Assessing circular error probable when the errors are elliptical normal

Abstract

An important problem of continuing interest to engineers is the need to assess the circular error probable (CEP), a measure of the impact accuracy of a projectile or a measure of GPS point positioning accuracy. One of the challenges in addressing this problem is to construct some accurate confidence bounds or intervals for CEP in the small sample settings, where certain amount of systematic biases exist in testing experiments. Currently there is no general method available to deal with this challenge due to the intractability of the distributions of the existing CEP estimators. In this paper, in order to meet this challenge, several new approximate formulas are derived for calculating CEP, which are more accurate than the existing ones but still simple to use. Both exact and empirical expressions for the derivatives of CEP with respect to the population means and variances are also given.
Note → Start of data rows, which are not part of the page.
PR #8595, opened 2022-05-11
MB-12269 Add new PPMShipment fields to track actual final values

felipe-lee:
## Summary

We'll need new fields to track a PPM shipment's actual pickup and destinatination zips as well as whether an advance was received and how much it was. These need to be separate from the original fields the customer fills out during PPM onboarding.

This adds the new columns to the `ppm_shipments` table and the corresponding fields to the `PPMShipment` model. I'm open to any feedback, but am especially interested in making sure the names of the columns and the comments make sense.

I also had to fix a few issues in unrelated files that `golangci-lint` was flagging. Not sure why they started being issues, but hopefully once this merges it won't be an issue anymore.

## Verifying changes

<details>
<summary>💻</summary>

### Run migrations

```sh
make db_dev_migrate
```

</details>

### Check table for new fields

1. Access the DB however is best for you. I use the goland DB connection, but we also have other options documented
    1. [alternative UI options for viewing the DB](https://transcom.github.io/mymove-docs/docs/backend/setup/configure-postico-or-tableplus-to-connect-to-mymove-db)
1. Check the `ppm_shipments` table and verify the new columns

## Verification Steps for Author

These are to be checked by the author.

- [ ] Request review from a member of a different team.
- [ ] Have the Jira acceptance criteria been met for this change?

## Verification Steps for Reviewers

These are to be checked by a reviewer.

#### Any new migrations/schema changes:

- [ ] Follows our guidelines for [Zero-Downtime Deploys](https://transcom.github.io/mymove-docs/docs/dev/contributing/database/Database-Migrations#zero-downtime-migrations)
- [ ] Have been communicated to #g-database

PR #8604, opened 2022-05-12
MB-12270 Use new PPM zip and advance fields in service objects and API

felipe-lee:
## Summary

We need new fields to track the final/actual values for zip codes and advances once a customer has moved their PPM shipment. #8595 adds the new fields `PPMShipment` fields to the table and model. This PR wires up the BE to account for the new fields.

One thing I'd like feedback on is how y'all feel about the way I re-structured the `mergePPMShipment` tests. It combines a few patterns we have in the code already, but they aren't common patterns, and one bit isn't something I've seen in our code (though could of course be there somewhere). I was hoping to reduce duplication while still making it easy to define checks should run per each test case, but idk if in the end this is more confusing than just having separate sub-tests (with more duplication). I implemented a similar, but slightly different version for the `internalapi` `mto_shipment_test.go` file for the PPM update handler tests. Lmk if you like either one, and if so which. Saying neither is fine too and I can break them down into subtests.

<details>
<summary>Change Log</summary>

I'll mark these off as I go.

- [x] Add new fields to `mergePPMShipment`. I think this is really the only place in the service objects that needs to directly know about the fields.
- [x] Expand tests for `mergePPMShipment` to include more cases.
    - I also added test cases for adding/removing secondary zips and they pass so this isn't where the [secondary zip bug](https://dp3.atlassian.net/browse/MB-12249) is.
- [x] Update internal.yaml to use the shared PPMShipment.yaml.
- [x] Update shared `PPMShipment.yaml` to add new fields. Also update to define required fields and add missing `x-omitempty` attribute for a couple of fields.
- [x] Add new fields to `model_to_payload.go` and `payload_to_model.go` files for internal, ghc, and prime.
    - Only added to `payload_to_model.go` for internal because the other two don't have definitions yet for PPM updates.
- [x] Update handler tests to account for new fields
- [x] Add testdatagen function with new fields pre-filled. This will make testing the changes easier at this stage since we won't have the UI to fill them in yet.
- [x] Start writing to the fields that will replace the existing advance request fields.
    - This is step 2/6 of the renaming process
    - `AdvanceRequested` -> `HasRequestedAdvance`
    - `Advance` -> `AdvanceAmountRequested`

</details>

### Running Server Tests

<details>
<summary>💻</summary>

#### Run Tests

```sh
make server_test
```

</details>

### Looking at Data in Network Tab

<details>
<summary>💻 Setup</summary>

#### Terminal 1

Start the UI locally.

```sh
make client_run
```

#### Terminal 2

Start the Go server locally.

```sh
make server_run
```

</details>

#### Additional steps

1. Access the [local customer app](http://milmovelocal:3000/)
2. Open your dev tools and go to the network tab.
3. Login as a customer with a PPM shipment.
    1. Any of the ones that end in `@ppm.unsubmitted` or `@ppm.submitted` should work for this.
    2. `actualPPMDateZIPAdvanceDone@ppm.approved` will have a PPM shipment that has info in the new fields.
4. Check the `mto_shipments` request and look at the response data. Look for the PPM shipment and verify that you can see the 4 new fields in the response.
    1. You won't be able to see the info on the regular UI until [MB-12272](https://dp3.atlassian.net/browse/MB-12272) is completed.

### Backend


swagger-def/internal.yaml
```diff
@@ -2379,64 +2379,14 @@ definitions:
...
-    readOnly: true
-    enum:
-      - DRAFT
-      - SUBMITTED
-      - WAITING_ON_CUSTOMER
-      - NEEDS_ADVANCE_APPROVAL
-      - NEEDS_PAYMENT_APPROVAL
-      - PAYMENT_APPROVED
-  PPMShipment:
+  CreatePPMShipment:
```
felipe-lee, line 2382: Idk why the diff for this file looks so bad...I removed the `PPMShipmentStatus` and `PPMShipment` definitions in favor of the shared definitions in `swagger-def/definitions`

pkg/services/ppmshipment/validation_test.go
```diff
@@ -1,185 +1,469 @@
...
+		suite.Equal(oldShipment.SpouseProGearWeight, mergedShipment.SpouseProGearWeight)
+	}
+
+	mergeTestCases := map[string]struct {
+		oldState    PPMShipmentState
+		oldFlags    flags
+		newShipment models.PPMShipment
+		runChecks   runChecksFunc
+	}{
+		"Doesn't set invalid data for required fields": {
```
duncan-truss, line 108: Would this even be possible to get in this state given the swagger endpoint requirements?

pkg/services/ppmshipment/validation_test.go
```diff
@@ -1,185 +1,469 @@
...
+
+			// these should never change
+			suite.Equal(oldShipment.ID, mergedShipment.ID)
+			suite.Equal(oldShipment.ShipmentID, mergedShipment.ShipmentID)
+			suite.Equal(oldShipment.Status, mergedShipment.Status)
+
+			// now run test case specific checks
+			tc.runChecks(*mergedShipment, oldShipment, tc.newShipment)
+		})
+	}
```
duncan-truss, line 468: I think this is definitely an improvement in the coverage of mergePPMShipment's functionality.  I like the experiment and maybe it could be applied elsewhere to other models we have with merge functions.  I think it may become a little hairy to debug potentially if something did start to fail with all of the shared setup and common reuse of functions.

I think there are limits to this unit test though because of all of the pieces involved in the real request and how that may not be accurately what the data looks like at the time of calling mergePPMShipment.  Like I could see handler tests or Cypress tests failing and these still passing but it's not necessarily an either/or choice.

pkg/handlers/ghcapi/mto_shipment_test.go
```diff
@@ -2330,12 +2330,12 @@ func (suite *HandlerSuite) TestCreateMTOShipmentHandlerUsingPPM() {
 		if suite.NotNil(ppmPayload) {
```
duncan-truss, line 2330: I've seen this mistakenly used elsewhere, I don't think it works as a conditional because it will cause a failure while the assumption is it would skip this code block.

duncan-truss (approved):

pkg/handlers/ghcapi/mto_shipment_test.go
reggieriser: I believe I added this in an earlier PR (and have used something similar in a few other places).  My goal in using it as a conditional here is just to prevent a panic on the following lines if the `ppmPayload` does happen to be `nil` (since the `NotNil` assertion failing does not automatically stop the rest of the assertions from being checked).  Is there a better way to prevent the panic?  Or maybe we don't care if it panics as long as the test fails.

duncan-truss: You're right I was oversimplifying a bit.  I don't much care about the panic if there's also a test failure but maybe that's a good reason. There's always `fatalNil` too. I caught a bug in a test recently that had something like this so that's where my head was at.

reggieriser: I remember seeing our `FatalNil` helper but I think that function actually fails if the object is not nil, not the other way around (maybe it's poorly named).

pkg/services/ppmshipment/validation_test.go
felipe-lee: Regarding the debugging with shared setup and re-use of functions, when I had a few failures while setting it up, the traceback showed me each of the steps well enough to be able to trace which test case was the one failing. But, I do agree that it's not as clear as if it's all in a single function.

To your point about there being limits to what this can catch, you're totally right. One very good example of that is how I added a test case for being able to remove secondary zips. It works, but if you actually try that from the UI right now, that fails. It's a problem in the `payload_to_model` though (and thankfully should soon be addressed in #8638, I know you've seen that PR Duncan, mostly mentioning for anyone else seeing this thread). So there are limits. One thing I like about having both levels testing though, is if one fails, it's a lot faster to see where the issue likely is. I did actually add a test for the handler level, but it's not quite correct because we don't send empty strings from the FE, we send null. I was going to either fix that if Namibia's pr merged first, or ask her to update this test in hers. 
https://github.com/transcom/mymove/pull/8604/files#diff-0dc4f49ea27f9cbe2b9257753c04679e143009d5db990c8997cd4e0894aca26fR701-R713
Note that you may have to expand `pkg/handlers/internalapi/mto_shipment_test.go` to show the diff and then paste the link into your url bar again before it'll show you the lines. By default that file diff isn't show due to size.

felipe-lee: Also, a follow-up question, I implemented this test pattern in this `validation_test.go` and the `internalapi/mto_shipment_test.go`, with slight differences. In `validation_test.go`, I used the state and flags in a setup function to determine what the original shipment should look like, while in the `mto_shipment_test.go` I had the setup function be one of the test case fields. I did the different versions as an experiment to see which was better to work with. 

I find the one in `mto_shipment_test.go` nice in that there's a little less overhead imo for having to know what states/flags mean and being explicit for each test case, but it does lead to more verbose test case setup. I think it might be better to pick one or the other and update them to both follow the same pattern, but maybe it's fine as is.

Do you have a preference for either one? Or do you think it's fine to have both?

felipe-lee: I'm going to merge this to continue the renaming process. One of my PRs next week will also be touching these tests so I can align them then though so I'd still like your feedback on what you think about the different methods.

Using these formulas, three kinds of confidence bounds or intervals for CEP are proposed, which are based on the parametric bootstrap, the asymptotic distribution, and the Cornish–Fisher expansion, respectively. Moreover, a bias-corrected estimator of CEP is provided. The performances of these procedures are evaluated based on some Monte Carlo simulation studies. Both the theoretical and simulation results show that the Cornish–Fisher expansion-based procedure performs slightly better than the other two procedures when the downrange and cross-range variances are assumed the same. However, when these two variances are different, the simulation demonstrates that the bootstrap approach can be superior to the Cornish–Fisher for the small samples (say n=10), and vice versa for the moderate samples (say n=20).